Palasty v Lendlease Building Pty Ltd (NSWPICPD 2021)

Key Takeaways

An injured worker cannot simply rely on their own version of events in seeking to establish injury. Where the worker’s evidence is contradicted by statements of other witnesses the worker will be required to have independent support for the allegations of injury.

Brief Facts

The worker was employed by the respondent from 3 February 2020 until his resignation on 23 April 2020. He claimed weekly benefits in respect of an alleged psychological injury due to bullying, harassment, overwork and being subject to unfair workplace expectations.

It was apparent from the evidence that the worker had a history of prior psychological problems, including drug induced psychosis and schizophrenia. He stated that at the time of commencing employment these pre-existing conditions were under control.
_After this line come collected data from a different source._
PR #603, opened 2022-10-31
update docker configs to not install as user pip

advcoder:
publish is not running


au2:
@advcoder if this is important you need to do the same change in assessclaim7701 Dockerfile.

PR #614, opened 2022-11-01
VRO Console: connect to Redis

yoomlam:
## What was the problem?

As a follow-on to #531, we'd like examine contents of Redis in prod.

Associated tickets or Slack threads:

- #562
- #563 

## How does this fix it?

Adds Redis connection to the VRO Console.

## How to test this PR
- `export COMPOSE_PROFILES=debug` -- the console container only starts if the docker-compose `debug` profile is enabled.
- Start VRO. Note the `vro-console-1` container; check out the logs: `docker logs vro-console-1`.
- Generate a pdf using Swagger so that the pdf is added to Redis
- Attach to the container: `docker attach vro-console-1`
- On the `groovy:000>` prompt, try the following:
```groovy
groovy:000> redis.keys "*"
===> [1234_type, 1234]

// "1234" is the claim id
groovy:000> redis.get "1234_type"
===> hypertension

groovy:000> redis.get "1234"
// Shows the base64-encoded PDF contents

// Using RedisTemplate redisT
groovy:000> ops=redisT.opsForValue()
groovy:000> ops.get "1234_type"
===> hypertension
groovy:000> ops.get "1234"
// Shows the base64-encoded PDF contents
```

PR #615, opened 2022-11-01
Update pdf-generator to use Redis hash

tjheffner:
## What was the problem?
pdf generator stored multiple related items from a claim in separate keys

[Python code](https://github.com/department-of-veterans-affairs/abd-vro/blob/9a1ad2222ff5bd6c213d8ad3f34ecf7e5827a499/service-python/pdfgenerator/src/lib/redis_client.py#L29) saves the generated PDF doc as a [Redis String](https://redis.io/docs/data-types/#strings) with the lookup key being the claim id. 
1.  The key should probably be more descriptive like `1234-generated_pdf` , where `1234` is the claim id.
2.  The Python code is also saving another Redis String with key `1234_type` and value `hypertension`. Since these 2 Redis String entries are related, I'm wondering if they should be stored as a Redis Hash instead.

## How does this fix it?[^1]
Updates pdf generator to store related items to a single claim under one hash. Behaves as before otherwise.

## How to test this PR
- locally pulled in #614 to use redis in the console container as well
- generate a pdf using swagger (`test-key-01` to authorize locally). check generated submission in swagger also, this should work the same as before.

- inside the console container (`docker attach vro-console-1`),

There was a factual dispute with statements tendered on behalf of the employer contradicting the worker’s version of events in the workplace.

At first instance a member of the PIC found that the worker’s version of events was not credible. She also held that the conclusions of medical experts was not based on an accurate factual background. She accordingly entered an award for the respondent, primarily on the basis that there was no evidence that the worker’s employment was the main contributing factor to an aggravation of his underlying schizophrenia. The worker appealed from that decision.

Decision on Appeal

The appeal was determined by Acting Deputy President Parker SC.
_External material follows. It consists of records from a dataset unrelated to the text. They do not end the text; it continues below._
PR #654, opened 2022-11-07
Enable spotless on *.gradle files

yoomlam:
## What was the problem?

Spotless linter was not being applied to `build.gradle` files.

## How does this fix it?

Add a spotless `groovyGradle` section to all projects

## How to review this PR
Enable "Hide whitespace" when reviewing to see that only formatting has been changed for all files except for file `/build.gradle`:
image

### DIFF
--- a/build.gradle
+++ b/build.gradle
@@ -54,14 +54,14 @@ allprojects {
     rules = ['unused-dependency']
     // criticalRules will fail the build in the event of a violation
     criticalRules = [
-        'minimum-dependency-version',
-        'overridden-dependency-version',
-        'unused-exclude-by-dep',
-        'unused-exclude-by-conf',
-        'dependency-parentheses',
-        'duplicate-dependency-class',
-        'archaic-wrapper',
-        'all-nebula-renames'
+      'minimum-dependency-version',
+      'overridden-dependency-version',
+      'unused-exclude-by-dep',
+      'unused-exclude-by-conf',
+      'dependency-parentheses',
+      'duplicate-dependency-class',
+      'archaic-wrapper',
+      'all-nebula-renames'
     ]
   }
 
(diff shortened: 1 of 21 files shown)


wlin2019 (approved):
LGTM

yoomlam:
> I do not think this caught everything. db-init/build.gradle for example does not appear to be linted.

I see -- some subprojects don't apply the `spotless` plugin.
```
❯ g db-init:spotlessApply
...
FAILURE: Build failed with an exception.

* What went wrong:
Task 'spotlessApply' not found in project ':db-init'.
```

Let me see a good way to address this.

build.gradle
```diff
@@ -1,206 +1,207 @@
...
-    def tb = taskBuilder('spotlessCheck')
-    codeModules.each { dependsOn tb(it) }
-}
-
-def spotlessApply = tasks.register('spotlessApply') {
-    def tb = taskBuilder('spotlessApply')
-    codeModules.each { dependsOn tb(it) }
+  // https://axion-release-plugin.readthedocs.io/en/latest/configuration/basic_usage
+  project.version = scmVersion.version
 }
```
yoomlam, line 155: Adding the `spotless` plugin adds these 2 tasks.
(Note: we don't (currently) use pre-commit hooks, so removing these lines has no impact)

db-init/build.gradle
```diff
@@ -3,53 +3,55 @@
...
-            'servicepassword': 'also-not-the-service-password',
-            'adminpassword': 'also-not-the-admin-password'
-    ]
-    configurations = [ 'flywayMigration' ]
+  url = 'jdbc:postgresql://vro:not-the-password@localhost:5432/claims'
+  user = 'vro_user'
+  password = 'not-the-password'
+  locations = [
+    "filesystem:${project.buildDir}/docker/database/migrations"
+  ]
```
yoomlam, line 45: Fixed by `spotless`.

au2 (approved):

PR #676, opened 2022-11-10
Polish API spec for external use

yoomlam:
## What was the problem?

The VRO API point of contact should be a VA employee. Premal agreed.

## How does this fix it?[^1]

Set the VRO API point of contact to be Premal.

Also, adjust the pod names in LHDI's EKS from `vro-api` to just `vro`.
Current names:
image


au2 (approved):
Did not really test deployment but LGTM otherwise.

One of the bases for dismissing the appeal by the Acting Deputy President was that where there are multiple potential causes for the aggravation of a pre-existing condition, the onus is on the worker to establish that employment was the main contributing factor to the aggravation.

Acting Deputy President Parker confirmed the member’s comments that the expert evidence could not be relied on if it was based on incorrect facts. The Acting Deputy President stated, ‘expert evidence cannot rise above the substratum of proven factual material.’

It was noted by the Acting Deputy President that the worker had not specifically challenged any of the factual findings made by the arbitrator. The worker could not rely on decisions such as Chemler and Attorney General v K in asserting that he perceived events in the workplace as being bullying and harassment. This was because the worker had not established that the events had in fact occurred as alleged by him.

The member and Acting Deputy President also gave some weight to the fact that no treating medical practitioners had complied with directions for production and accordingly no evidence was available from those treating doctors.

Implications

Where a worker’s version of events in the workplace is challenged by the employer, evidence, including signed statements from fellow employees, should be obtained.

The decision in Palasty also confirms that medical evidence can be challenged if it is based on an erroneous history.